─── EXTRACTED INFORMATION

PR #30390, opened 2024-12-27
chore: only allow pnpm

iiio2:
I think may be we may add `preinstall` because here we have pnpm-lock.yaml that means we should install deps with pnpm only.

### DIFF
--- a/package.json
+++ b/package.json
@@ -8,6 +8,7 @@
   "license": "MIT",
   "type": "module",
   "scripts": {
+    "preinstall": "npx only-allow pnpm",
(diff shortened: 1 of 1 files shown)


danielroe:
I don't think we need to add this as we already have packageManager set, and we tell people to run corepack enable before development

pi0:
i think corepack already gives enough guards. it can break ability to test runtimes such as bun/deno even if without lockfile they are compatibile.

iiio2:
Oh, Thanks a lot @danielroe and @pi0 . I feel so lucky that you both comment on my PR 😄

──────

### ACTION ITEM
Whenever a line above includes the string "pnpm", copy it.

### OUTPUT OF THE EXERCISE
chore: only allow pnpm
I think may be we may add `preinstall` because here we have pnpm-lock.yaml that means we should install deps with pnpm only.
+    "preinstall": "npx only-allow pnpm",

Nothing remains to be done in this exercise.